== The records
PR #304, opened 2019-07-26
Hash redis store using lua for writes

kbaum:


danmayer:
I will look more closely at this PR over the weekend

lib/coverband.rb
```diff
@@ -28,6 +29,8 @@
 require 'coverband/integrations/background_middleware'
 require 'coverband/integrations/rack_server_check'
 
+Coverband::Adapters::RedisStore = Coverband::Adapters::HashRedisStore
```
kbaum: @danmayer Going to revert this. I just did this so i can test the HashRedisStore with the entire test suite. Thinking we want to keep both the RedisStore and the HashRedisStore around a while?

kbaum:
Cleaned things up so this should be in a more mergeable state.

lib/coverband.rb
```diff
@@ -28,6 +29,8 @@
 require 'coverband/integrations/background_middleware'
 require 'coverband/integrations/rack_server_check'
 
+Coverband::Adapters::RedisStore = Coverband::Adapters::HashRedisStore if ENV['COVERBAND_HASH_REDIS_STORE']
```
kbaum: @danmayer - so we can run

```
COVERBAND_HASH_REDIS_STORE=t bundle exec rake test
```

And see how the HashRedisStore works with our test suite.

lib/coverband/adapters/hash_redis_store.rb
```diff
@@ -0,0 +1,164 @@
...
+
+      def save_report(report)
+        roots = Coverband.configuration.all_root_paths
+        report_time = Time.now.to_i
+        updated_time = type == Coverband::EAGER_TYPE ? nil : report_time
+        script_id = hash_incr_script
+        @redis.pipelined do
+          keys = report.map do |file, data|
+            relative_file = full_path_to_relative(file)
+            absolute_path = relative_path_to_full(file, roots)
```
kbaum: @danmayer - There's some refactoring i need to do with calculating file_hash. Feel like this conversion back and forth between relative and absolute files over and over is a little messy and probably not great for performance. Thinking about pushing this down to the file_hash method and caching the hash by relative file to avoid converting from relative to absolute file each time. Some work still to do there.

danmayer: yeah, good call I think if we worked on our reporter we could try to have everything work as a relative path and avoid all the back and forth. We still have to always convert the Coverage stdlib to relative path though.

danmayer:
Yeah, I think for at least a version or two we should offer both stores... I can run them on a few systems and try to get more real-world data on the tradeoffs / clear winner. Love having it as an optional first version.

lib/coverband.rb
danmayer: yep, a ENV var to run the full suite with a different default store, or the like sounds like a great plan.

.travis.yml
```diff
@@ -12,7 +12,9 @@ services:
 script:
   - bundle exec rake rubocop
   - bundle exec rake
+  - COVERBAND_HASH_REDIS_STORE=t bundle exec rake
```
====
Please copy the line that holds "kbaum: @danmayer - There's" and each line under it through the last line above, exactly as they stand, adding nothing.

kbaum: @danmayer - There's some refactoring i need to do with calculating file_hash. Feel like this conversion back and forth between relative and absolute files over and over is a little messy and probably not great for performance. Thinking about pushing this down to the file_hash method and caching the hash by relative file to avoid converting from relative to absolute file each time. Some work still to do there.

danmayer: yeah, good call I think if we worked on our reporter we could try to have everything work as a relative path and avoid all the back and forth. We still have to always convert the Coverage stdlib to relative path though.

danmayer:
Yeah, I think for at least a version or two we should offer both stores... I can run them on a few systems and try to get more real-world data on the tradeoffs / clear winner. Love having it as an optional first version.

lib/coverband.rb
danmayer: yep, a ENV var to run the full suite with a different default store, or the like sounds like a great plan.

.travis.yml
```diff
@@ -12,7 +12,9 @@ services:
 script:
   - bundle exec rake rubocop
   - bundle exec rake
+  - COVERBAND_HASH_REDIS_STORE=t bundle exec rake
```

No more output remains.